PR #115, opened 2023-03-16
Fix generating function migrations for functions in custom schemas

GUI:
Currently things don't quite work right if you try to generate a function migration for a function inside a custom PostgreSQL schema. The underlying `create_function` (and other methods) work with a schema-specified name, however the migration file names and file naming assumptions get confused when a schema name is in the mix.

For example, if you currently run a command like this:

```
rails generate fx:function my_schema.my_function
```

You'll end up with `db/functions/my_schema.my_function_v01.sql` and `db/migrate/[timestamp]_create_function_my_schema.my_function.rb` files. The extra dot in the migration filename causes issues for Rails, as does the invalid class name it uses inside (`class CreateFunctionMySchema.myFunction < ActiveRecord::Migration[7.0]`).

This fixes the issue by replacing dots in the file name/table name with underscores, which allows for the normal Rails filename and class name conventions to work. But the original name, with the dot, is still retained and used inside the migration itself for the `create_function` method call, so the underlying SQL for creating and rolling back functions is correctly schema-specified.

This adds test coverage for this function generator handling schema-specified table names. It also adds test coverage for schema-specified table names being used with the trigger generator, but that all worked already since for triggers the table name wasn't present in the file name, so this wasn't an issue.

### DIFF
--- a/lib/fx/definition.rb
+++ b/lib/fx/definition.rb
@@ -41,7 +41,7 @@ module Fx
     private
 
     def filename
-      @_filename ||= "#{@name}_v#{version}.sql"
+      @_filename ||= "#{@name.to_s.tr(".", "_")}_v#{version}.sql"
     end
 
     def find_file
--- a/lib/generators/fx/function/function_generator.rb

::::

Once you have counted the lines of the data that contain the word "functions", please reply with that number alone.

3